Bill 12: Union members pleased with proposed changes to pension bill

Public sector employees were braced for a showdown at a public meeting in Yellowknife last night, but the tension broke when MLAs made it clear they want Bill 12 to establish a defined benefit pension plan.

'I was quite anxious to see what was going to come down the pipe,' says Gayla Meredith

Public sector employees were braced for a showdown at a public meeting in Yellowknife last night, but the tension broke when MLAs made it clear they want Bill 12 to establish a defined benefit pension plan. 

Last night, MLAs reviewed Bill 12, the Northern Employee Benefits Services Pension Plan Act, which could affect the pensions of around 1,100 public sector workers and teachers in the territory last night.
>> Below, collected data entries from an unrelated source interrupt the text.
PR #710, opened 2023-09-07
Opposite castling, maybe.

RainRat:


ianfab:
Thanks. I somehow thought this might not easily be possible, but since you usually can't gain castling rights during a game immediately removing the castling right avoids the necessity to keep track of the castling side, that's nice.

PR #717, opened 2023-09-09
add Castle Chess (yes, that's the name of the variant)

RainRat:


ianfab:
Thanks. The condition seems extremely specific to me though, so a generalization would be nice. Since there already are the bitwise castling rights masks I think one could just have such a mask as the configuration value, parse it from something like `castlingWins = KQkq` and check the win condition as `mask & castlingRightUsedByMove`. The parsing will need a bit of logic, but after that the logic should perhaps be no more difficult than if just supporting the specific condition.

Unions have been concerned about a section allowing retirement benefits to be potentially clawed back.

"I was quite anxious to see what was going to come down the pipe," says Gayla Meredith, president of the NWT Teachers' Association, who attended a public meeting on the issue. 

But at the outset of the meeting, MLAs made it clear they want the plan legally established as a defined benefit plan. That's important to the unions because, under a defined benefit plan, shortages in the fund are made up by the employer, not by workers.

"I just looked around the room as soon as that happened with those words and there were quite a few smiles on people's faces," says Allan McDonald, a Yellowknife vice-principal represented under the pension plan. "That kind of set the tone right away."

McDonald said he also supports a change that would put an equal number of workers and employers on the pension committee.

The bill still needs to undergo a third reading in the legislative assembly.

Committee chair Michael Nadli said that will happen some time before the fall election.